李若兰颇为赞同:“他当年虽被誉为天下四大高手,名声斐然,但毕竟江湖辈有人才,武技精益求精。说不定已有不少杰出英侠胜过了他们。不过大伙儿念旧,嘴里不肯承认罢了。我看安曼师叔,功夫就不见得在前辈之下。若非她一时疏忽,也不会被周行天逮住了。”
她并未见到青苍子与周行天动手之事,即便见到,也体会不到其中深奥高明之处。此节倒与安曼相似,她们内力得蒙天授,自知与众不同,在江湖上罕逢敌手,因而颇有些自以为是。两人厚今薄古,此是彼非,互相称赞,沿着大道前行,归燕然想要插话反驳,但哪里找得到机会?
过了不久,安曼提及苍鹰之事,李若兰道:“师叔,苍鹰大哥真是你师父?”
安曼有些伤心,叹道:“不错,你们江龙帮为何也来找他?莫非也想抢夺那九鼎真经么?”
李若兰摇头道:“我们帮派虽然名声不好,但这次确是一心报恩来着。苍鹰大哥对我有救命之恩,江湖上说起他诸般恶行,我总是不太相信的。”于是将苍鹰与李听雨等人在奴血山救她之事说了出来。
安曼越听越奇,惊叹道:“是么?那可真是巧合至极,原来咱们两人都是那一次被他救的。他去奴血山,本是找那荼蘼山花救我内功之伤,想不到竟借此救了你。”想起此事,哪里还能生的出半点仇怨?心想:“他虽然杀了拉普,又欺骗我这么久,但这救命之恩,义薄云天,况且若没有他,我也练不成眼下功夫,到头来,我其实还欠他良多,本想来此见他一面,谁知误打误撞,遇上了爹爹父亲、哥哥,还有小若兰,也算不虚此行。”

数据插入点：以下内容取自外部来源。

PR #5646, opened 2021-05-11
DHFPROD-7263:Prevent deletion of entities that have join properties associated with them

srinathgit:
…ssociated with them

#### Checklist: 
```diff
- Note: do not change the below
```

-  ##### Owner:

- [x] Added Tests
  

- ##### Reviewer:

- [x] Reviewed Tests

### DIFF
--- a/marklogic-data-hub/src/main/resources/ml-modules/root/data-hub/5/impl/entity-lib.sjs
+++ b/marklogic-data-hub/src/main/resources/ml-modules/root/data-hub/5/impl/entity-lib.sjs
@@ -263,6 +263,15 @@ function findModelReferencesInOtherModels(entityModelUri, entityTypeId) {
   return [...affectedModels];
 }
 
+function findForeignKeyReferencesInOtherModels(entityModel){
+  const entityTypeId = getEntityTypeId(entityModel, entityModel.info.title);
+  const entityModelsWithForeignKeyReferences = cts.search(cts.andQuery([cts.collectionQuery(consts.ENTITY_MODEL_COLLECTION),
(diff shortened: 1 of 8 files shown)


marklogic-data-hub/src/main/resources/ml-modules/root/data-hub/5/impl/entity-lib.sjs
```diff
@@ -263,6 +263,15 @@ function findModelReferencesInOtherModels(entityModelUri, entityTypeId) {
   return [...affectedModels];
 }
 
+function findForeignKeyReferencesInOtherModels(entityModel){
+  const entityTypeId = getEntityTypeId(entityModel, entityModel.info.title);
+  const entityModelsWithForeignKeyReferences = cts.search(cts.andQuery([cts.collectionQuery(consts.ENTITY_MODEL_COLLECTION),
```
rjrudin, line 268: @ryanjdew Should a sparql query here be possible, and presumably more efficient too since we wouldn't be loading docs? 

@srinathgit  Check what's in /v1/graphs/things when you run your test - I think ML may project triples from the entity model automatically that allow for using sparql here.

srinathgit: @rjrudin 
I looked into the triples in "v1/graphs?graph=http://marklogic.com/entity-services/models". There aren't any triples for properties that we define like "relatedEntityType", "facetable", "sortable".

rjrudin (approved):

briantang (approved):
Functionality and tests on the UI side are looking good. 
https://drive.google.com/file/d/1fW6c-dfbYLF_rU9-xBaPXum4VuQZ53se/view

归燕然心想:“二哥是我妹妹的师父,那我岂不是我妹妹的师叔?真是一团乱麻,还是莫要将二哥之事说出来为妙。”
三人一路上说说笑笑,步履倒也快捷,不多时便见到了恒阳山,正想折转上山,却见前头一片柏树林,林下歇着约莫十多人,归燕然见到其中有苍鹰、李听雨等江龙帮同伴,于凡、张原道、砂岩子等人也赫然在目,他心生喜悦,大声招呼,三人急冲冲朝那边冲了过去。安曼跑向于凡,李若兰奔向李听雨,各自都有一番重聚之喜。而李若兰那只毛茸茸的蓝色夜枭围着她扑腾翅膀,叫的颇为欢快,李若兰将它捧在手上,好好疼爱,喜不自胜。
苍鹰喜道:“三弟,你怎么去了那么久?咱们险些不等你们啦。”
归燕然面露为难之色,说道:“总算没遇上险情。”不想多提自家私事,往苍鹰身后一瞧,见有不少人受伤颇重,那张原道断了胳膊,砂岩子满身伤痕,而李麟洪几位下属也昏昏沉沉,脸上全是抓痕。他忙问:“你们大伙儿怎会闹成这样?其他人呢?”
李麟洪唉声叹气道:“你们逃了出去,不知山上情形有多凶险。你们走后,大伙儿与那些怪物拼杀起来,他们各个儿凶猛狠毒,又有个巨怪更是可怖,大伙儿将他们围了起来,攻势如潮。谁知过了片刻,那些怪物触动机关,地底炸药爆开,演武场地面塌陷,除了咱们这些站在台阶上的人,旁人全数掉落深渊,生死不知。”
张原道抢着说:“是于凡兄弟冒死救我一命,我迷迷糊糊,衣领挂在一块尖石上摇摇欲坠,于凡兄弟拉了我一把,自己反而险些掉下地洞。于凡兄弟,你恩重如山,从此以后,我张原道听命于你,忠心无二。”
于凡慌忙道:“张大哥客气啦,咱们在此相逢,也是有缘,不必分什么尊卑高下。不过你既然有此心思,不如入了我雪莲派,九婴门主定会赏识于你。”九婴之所以能统领雪莲派争雄江湖,除了自身武艺登峰造极之外,靠得便是慧眼识珠,广纳人才的本事。常常嘱咐门人:“行走在外,如遇上难得之才,不必知会,尽管拉入门中,带他来见我。”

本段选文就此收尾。